Il basket italiano sta celebrando il momento più alto della stagione con la finale scudetto tra Venezia e Trento e proprio questo evento comunque storico, visto che la Reyer non conquista il titolo da 75 anni e i trentini sono approdati in serie A solo tre anni fa, dà il segnale del momento critico della nostra pallacanestro che si è autocostretta a disputare una finale in impianti inadeguati come capienza (Trento) o privi di ogni requisito logico come il Taliercio di Mestre, piccolo, caldissimo, perfino pericoloso per chi gioca e chi assiste alle partite. Era successo nelle ultime due stagioni anche con Reggio Emilia. Ho detto auto-costretti perché la regola che prevedeva una capienza minima di 5000 spettatori è stata tolta dalle società all’inizio del secolo, per evitare che poi dovessero investire e progettare nuovi impianti. Così, mancata la spinta in un momento di espansione economica, arrivata la crisi del 2008, non ci sono stati più soldi per immaginare impianti migliori.

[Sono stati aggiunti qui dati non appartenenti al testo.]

PR #119, opened 2025-01-16
Fix bugs related to erroneous or incorrectly interpreted suffix and prefixes.

michaelcfanning:
- FNS: Eliminate false negatives resulting from incorrectly specifying `=` as a delimiting character in the core 'identifiable' rules. This broke simple patterns such as `myKey=an_actual_key`.
- FNS: Eliminate false negatives resulting from improper use of the `-` character in regexes (where it was interpreted as a range operator not a literal).,

### DIFF
--- a/src/Microsoft.Security.Utilities.Core/PreciselyClassifiedSecurityKeys/IdentifiableKey.cs
+++ b/src/Microsoft.Security.Utilities.Core/PreciselyClassifiedSecurityKeys/IdentifiableKey.cs
@@ -53,14 +53,36 @@ namespace Microsoft.Security.Utilities
                     string encoded = new string(alphabet[i], encodedLength);
                     Array.Copy(Convert.FromBase64String(encoded), bytes, KeyLength);
 
-                    yield return
+                    string key =
                         IdentifiableSecrets.GenerateBase64KeyHelper(checksumSeed,
                                                                     keyLengthInBytes: KeyLength,
                                                                     Signatures!.First(),
                                                                     EncodeForUrl,
                                                                     bytes);
+
+                    yield return key;
+
+                    foreach (string prefix in s_nonInvalidatingPrefixes)
+                    {
+                        yield return $"{prefix}{key}";
+                    }
+
+                    foreach (string suffix in s_nonInvalidatingSuffixes)
+                    {
+                        yield return $"{key}{suffix}";
+                    }
                 }
             }
         }
+
+        private static readonly string[] s_nonInvalidatingPrefixes = new[]
+        {
+            "=",
+        };
+
+        private static readonly string[] s_nonInvalidatingSuffixes = new[]
+        {
+            ";",
+        };
     }
 }
--- a/src/Microsoft.Security.Utilities.Core/PreciselyClassifiedSecurityKeys/SEC101_152_AzureStorageAccountIdentifiableKey.cs
+++ b/src/Microsoft.Security.Utilities.Core/PreciselyClassifiedSecurityKeys/SEC101_152_AzureStorageAccountIdentifiableKey.cs
@@ -34,7 +34,7 @@ namespace Microsoft.Security.Utilities
             // specifically, it looks for a key embedded in a connection string. We have had
             // misses previously due to mismanaging delimiters around the identifiable key
             // rules, so we will obtain the legacy rule patterns, replace their secret with
-            // and identifiable one, and ensure this rule continues to function against a very
+            // an identifiable one, and ensure this rule continues to function against a very
             // typical expression of this credential kind.
             foreach (string example in legacyStorageAccountKey.GenerateTruePositiveExamples())
             {
--- a/src/Microsoft.Security.Utilities.Core/PreciselyClassifiedSecurityKeys/SEC101_152_AzureStorageAccountIdentifiableKey.cs
+++ b/src/Microsoft.Security.Utilities.Core/PreciselyClassifiedSecurityKeys/SEC101_152_AzureStorageAccountIdentifiableKey.cs
@@ -2,6 +2,7 @@
 // Licensed under the MIT license. See LICENSE file in the project root for full license information.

Anche questa è la fotografia della nostra pallacanestro: da anni taglia tutto per risparmiare, soprattutto professionalità all’interno delle società e vivai, per spendere sempre di meno approfittando di un mercato straniero ricchissimo di giocatori a basso prezzo, e bassa qualità, uccidendo il prodotto italiano. E’ un vortice verso il basso dove è chi non investe e non ha progetti che determina la strategia, cioè la mancanza di strategia, del sistema. E va bene a tutti: alle piccole società che hanno sempre meno soldi ma stanno aggrappate alla serie A, alle grandi che possono garantirsi risultati più facilmente e con poco rischio.
Il problema è che questo processo ci ha allontanato sempre di più dai vertici del basket internazionale: non vinciamo una Eurolega dal 2002, una medaglia con la Nazionale dal 2004, con la quale non ci siamo più qualificati a Mondiali o Olimpiadi dal 2006. Ci siamo dovuti accontentare di un paio di successi, dopo aver organizzato le finali in casa, nel 2009 e 2014 nella terza coppa che raccoglieva le squadre di medio livello continentale. La risposta che viene data è sempre la stessa e sa di assoluzione: all’estero hanno più soldi. Vero ma nessuno si chiede perché ce li hanno. Forse perché il prodotto tecnico e spettacolare è migliore? Forse noi non li avremo mai se il nostro prodotto basket è sempre più scadente? Ovvio. Per motivi differenti, anche opposti e non necessariamente da imitare, le finali per il titolo degli altri Paesi che si giocano in contemporanea alla nostra mostrano squadre molto più forti, che giocano in palasport spesso straordinari (la finale spagnola offre una capienza di 24 mila posti, quella greca di oltre 30 mila, la turca ha il Fenerbahce con un impianto da Nba che ha il doppio dei posti di Trento e Venezia assieme…). Non è un caso che il bilancio delle nostre squadre in Europa, a partire da Milano che pure spende come i top club europei escluso i primi 5 o 6, quest’anno sia stato piuttosto disastroso nonostante la partecipazione (amichevole visto il risultato) di Venezia alle Final Four della terza manifestazione. E’ chiaro che i problemi nascono nel nostro campionato e che li esportiamo.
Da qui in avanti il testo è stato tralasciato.